Go — Go reorders struct fields to minimize padding (unlike C’s declaration-order guarantee). Go’s type system also uses interface tables (itables) for dynamic dispatch, where each (concrete type, interface) pair gets a runtime-generated dispatch table. Ori uses static dispatch for concrete types and reserves dynamic dispatch for explicit trait objects.

Design Tradeoffs

Lazy TypeInfo vs. eager resolution. Lazy population avoids resolving types that are never used (which matters for large programs with many types), but it requires thread-safe interior mutability (RefCell) and cycle detection logic. Eager resolution would be simpler but would waste time on unused types and would need a separate mechanism for recursive types.

Inline structs vs. pointer indirection. Ori lays out struct fields inline — a Point { x: int, y: int } is 16 bytes of contiguous memory, not a pointer to a 16-byte allocation. This is faster for access (no pointer chase, better cache locality) but makes passing large structs by value expensive. The ABI system mitigates this by passing large structs via pointer (indirect passing), but the layout is still inline in memory.
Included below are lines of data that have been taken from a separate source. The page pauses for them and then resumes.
PR #32, opened 2020-02-13
Initiating integration test for DVA

didovesei:


bin/test_access
```diff
@@ -4,22 +4,48 @@ source bin/stack_functions
...
+echo %%% minimal-learning | tee -a $TEST_RESULTS
 docker exec forch-faux-1 arp -s 192.168.1.254 02:00:00:00:00:00
 docker exec forch-faux-2 arp -s 192.168.1.254 02:00:00:00:00:00
 docker exec forch-faux-1 bash -c "echo -n 'abc' > /dev/udp/192.168.1.254/67"
 docker exec forch-faux-2 bash -c "echo -n 'abc' > /dev/udp/192.168.1.254/68"
 sleep 1
-test_access l2-learning
+test_access minimal-learning
+
+restart_forch
```
grafnu: why is this necessary?

bin/run_faucet
```diff
@@ -32,6 +33,10 @@ if [ "$1" == "gauge" ]; then
     shift
 fi
 
+if [ "$1" == "dva" ]; then
+    FAUCET_CONFIG=faucet_dynamic.yaml
+    shift
+
```
grafnu: missing fi

bin/test_access
didovesei: So basically I wanted to test if forch can generate the behavioral config correctly and the traffic behaves correctly after faucet reloading new config, just to simulate the real case.

grafnu: But why restart it?   Shouldn't it be dynamically applying updates as the state of the system changes?  I would have exected forch to be started at the beginning of the sequence, and then the tests would be monitoring for the changes as they are dynamically applies.  This is, e.g., how the stack tests work with forch -- there it's just testing around links going up and down... ?

didovesei: > why restart it?
Actually that line starts forch for the first time, although it is called "restart_forch"

> I would have exected forch to be started at the beginning of the sequence, and then the tests would be monitoring for the changes as they are dynamically applies.
I Agree. The problem was that in this test setup forch is configured to load placements and behaviors upon starting. If starting forch at the very beginning of the test, the minimal-learning-acl will be overwritten, and the miminal-learning-vlan would not be tested. If instead we do not load placements and behaviors, it is not possible to load it later.

I guess we can either 1) monitoring placements.yaml and behaviors.yaml changes i Forch code and auto reload them, or 2) modify behaviors.yaml such that faux-1 and faux-2 stay on the default VLAN while faux-3 is assigned with a new VLAN so that we can test both minimal-learning and forch behavior?

PR #37, opened 2020-02-14
Update to handle unknown lacp state, preparing for future faucet

grafnu:


forch/faucet_state_collector.py
```diff
@@ -780,14 +780,15 @@ def _get_egress_state_detail(self, links):
...
-            if status.get(LINK_STATE) == LacpState.LacpState.Name(LacpState.active):
+            link_state = status.get(LINK_STATE)
+            links_status.add(LacpState.LacpState.Value(link_state))
+            if link_state == LacpState.LacpState.Name(LacpState.active):
                 egress_name = key
-            if status.get(LINK_STATE) == LacpState.LacpState.Name(LacpState.down):
+            elif link_state == LacpState.LacpState.Name(LacpState.down):
                 link_down = key
-        if links_status == set([LacpState.active, LacpState.up]):
+        if links_status == set([LacpState.active, LacpState.up, LacpState.unknown]):
```
anurag6: Links status set is basically the status of egress links, right? Thy would we have a third link?

grafnu: It's doing a set comparison. Basically it collects a list of all the "allowed" state, and as long as they match the set it goes.  So, it's basically saying that ALL links need to be one of { active, up, unknown } -- notice that down or broken or whatever isn't in there.

anurag6: Current implementation assumes that this event gets called only for egress links but that is not true anymore.

PR #40, opened 2020-02-18
Add timeouts to session states

anurag6:


forch/authenticator.py
```diff
@@ -33,7 +34,9 @@ def __init__(self, radius_ip, radius_port, radius_secret, auth_callback=None):
             self.radius_query = r_query.RadiusQuery(
                 socket_info, radius_secret, self.process_radius_result)
             threading.Thread(target=self.radius_query.receive_radius_messages, daemon=True).start()
-
+        self.timer = threading.Timer(STATE_MACHINE_TIMER_FREQ, self.handle_sm_timeout)
```
grafnu: you should use the heartbeat class that Yufeng created

forch/simple_auth_state_machine.py
```diff
@@ -1,39 +1,95 @@
...
+            message = 'state was %s expected %s' % (self.current_state, expected)
+            assert self.current_state == expected, message
+        LOGGER.info('Transition: %s -> %s', self.current_state, target)
+        self.current_state = target
+
+    def _reset_state_machine(self):
+        self._state_transition(self.UNAUTH)
+        self.retries = 0
+        self.current_timeout = time.time() + self.REJECT_STATE_TIMEOUT
+        self.auth_callback(self.src_mac)
```
grafnu: this needs more than default arguments to indicate failure -- I would suggest passing None/None or whatever to clearly indicate what is going on. Currently, it looks like it's defaulting to some kind of success situation.

forch/simple_auth_state_machine.py
```diff
@@ -1,39 +1,95 @@
...
+            if self.current_state != self.UNAUTH:
+                self._reset_state_machine()
+            self._state_transition(self.REQUEST, self.UNAUTH)
+            self.radius_query_callback(self.src_mac, self.port_id)
 
     def host_expired(self):
         """Host expired"""
-        self.auth_callback(self.src_mac)
+        with self.transition_lock:
+            self.auth_callback(self.src_mac)
```
grafnu: for consistency you should set the state appropriately here too.  You're assuming that the caller is doing the right thing and deleting the object after this call, but it's general good practice to assume that somebody might screw it up.

forch/simple_auth_state_machine.py
```diff
@@ -1,39 +1,95 @@
...
 
 class AuthStateMachine():
     """Class represents the state machine that handles the Auth for a session"""""
 
+    UNAUTH = "Unauthorized"
+    REQUEST = "RADIUS Request"
+    ACCEPT = "Authorized"
+    MAX_RADIUS_RETRIES = 5
+    RADIUS_QUERY_TIMEOUT = 10
+    REJECT_STATE_TIMEOUT = 20
```
grafnu: very inconsistant names -- one is _QUERY_ one is _STATE_ and one is _SESSION_... try to provide a coherent naming structure.

forch/simple_auth_state_machine.py
```diff
@@ -1,39 +1,95 @@
...
         self.radius_query_callback = radius_query_callback
         self.current_state = None
+        self.retries = 0
+        self.current_timeout = 0
+        self.transition_lock = Lock()
+        self._reset_state_machine()
+
+    def _increment_retries(self):
+        if self.retries < self.MAX_RADIUS_RETRIES:
+            self.retries += 1
```
grafnu: it's not really the number of retries, since it's capped -- maybe ._retry_backoff?

forch/simple_auth_state_machine.py
anurag6: Addressed.

forch/simple_auth_state_machine.py
anurag6: addressed.

forch/authenticator.py
```diff
@@ -73,6 +75,11 @@ def process_auth_result(self):
             auth_example = dict_proto(auth_obj, AuthResult)
             sys.stdout.write(str(proto_dict(auth_example)) + '\n')
 
+    def stop_timer(self):
```
grafnu: just stop(self) -- might eventually also stop other things

forch/simple_auth_state_machine.py
grafnu: I meant the variable name (and should be private)

PR #43, opened 2020-02-20
Ignore dynamic auth result for devices in static file

didovesei:


forch/faucetizer.py
```diff
@@ -19,29 +19,44 @@
...
-        self._devices = {}
+        self._dynamic_devices = {}
+        self._persisted_devices = {}
         self._segments_to_vlans = segments_to_vlans
         self._structural_faucet_config = structural_faucet_config
         self._behavioral_faucet_config = None
         self._lock = threading.Lock()
 
-    def process_device_placement(self, eth_src, placement):
+    def process_device_placement(self, eth_src, placement, persisted):
```
grafnu: I would default this to False

forch/faucetizer.py
```diff
@@ -19,29 +19,44 @@
...
             else:
-                self._devices.pop(eth_src, None)
-
-    def process_device_behavior(self, eth_src, behavior):
-        """Process device placement"""
+                removed = self._devices.pop(eth_src, None)
+                if removed:
+                    LOGGER.info('Removed %s placement: %s', device_type, eth_src)
+
+    def process_device_behavior(self, eth_src, behavior, persisted):
```
grafnu: default

forch/forchestrator.py
```diff
@@ -194,17 +194,17 @@ def initialized(self):
         """If forch is initialized or not"""
         return self._initialized
 
-    def _process_device_placement(self, eth_src, device_placement):
+    def _process_device_placement(self, eth_src, device_placement, persisted=False):
```
grafnu: use default  (also, should be consistent -- either used named arg or positional)

didovesei: This is function definition?

forch/faucetizer.py

forch/faucetizer.py

forch/forchestrator.py
```diff
@@ -137,7 +137,7 @@ def _process_static_device_placement(self):
             os.getenv('FAUCET_CONFIG_DIR'), static_placement_file)
         device_placement_info = yaml_proto(placement_file, DevicesState).device_mac_placements
         for eth_src, device_placement in device_placement_info.items():
-            self._process_device_placement(eth_src, device_placement)
+            self._process_device_placement(eth_src, device_placement, True)
```
grafnu: used named argument -- a floating "True" isn't very readable... so static=True

forch/forchestrator.py
```diff
@@ -194,17 +194,17 @@ def initialized(self):
...
+            self._faucetizer.process_device_placement(eth_src, device_placement, static)
         if self._authenticator:
             self._authenticator.process_device_placement(eth_src, device_placement)
 
-    def _process_device_behavior(self, mac, device_behavior):
+    def _process_device_behavior(self, mac, device_behavior, static=False):
         """Function interface of processing device behavior"""
         if self._faucetizer:
-            self._faucetizer.process_device_behavior(mac, device_behavior)
+            self._faucetizer.process_device_behavior(mac, device_behavior, static)
```
grafnu: static=static

forch/forchestrator.py

forch/forchestrator.py

PR #45, opened 2020-02-24
Expose DVA state in NOAH

didovesei:


forch/dva_state_collector.py
```diff
@@ -0,0 +1,94 @@
...
+
+
+def write_dva_state(dva_state, file):
+    """Write dva state to file"""
+    dva_state_json = proto_dict(dva_state)
+    with open(file, 'w') as dva_state_file:
+        json.dump(dva_state_json, dva_state_file)
+
+
+def parse_args(raw_args):
```
grafnu: I don't think this is a good approach -- not every module should have args parser -- it should only be for a few seslect entry points. This feature/modules isn't big enough to merit its own args.

forch/dva_state_collector.py
```diff
@@ -0,0 +1,94 @@
...
+    parser.add_argument('-c', '--behavioral-config', type=str, default='faucet.yaml',
+                        help='behavioral faucet config input')
+    parser.add_argument('-o', '--output', type=str, default='faucet.yaml',
+                        help='dva state')
+    return parser.parse_args(raw_args)
+
+
+if __name__ == '__main__':
+    configure_logging()
+    ARGS = parse_args(sys.argv[1:])
```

Fixed tag size vs. niche optimization. Using a fixed i8 tag for all enums wastes space when the payload could encode the variant information (like using null for None in Option<&T>). Niche optimization would save memory but adds significant complexity to the layout algorithm, the codegen, and the ARC system (which must know where the tag is for each type). This is a future optimization opportunity.

Static dispatch vs. vtables. Ori compiles method calls as direct function calls, not vtable lookups. This means every concrete method call has zero dispatch overhead but requires monomorphization for generic code. The alternative — vtables for all types, like Java — would enable code sharing across generic instantiations but would add indirect call overhead to every method call.

Declaration-order layout vs. field reordering. Ori lays out struct fields in declaration order, like C. Reordering fields to minimize padding (like Rust’s default repr(Rust)) would reduce memory usage for structs with mixed-size fields, but it would make the layout depend on the compiler’s optimization decisions — changing the compiler could change the layout. Declaration order is predictable and simpler to reason about.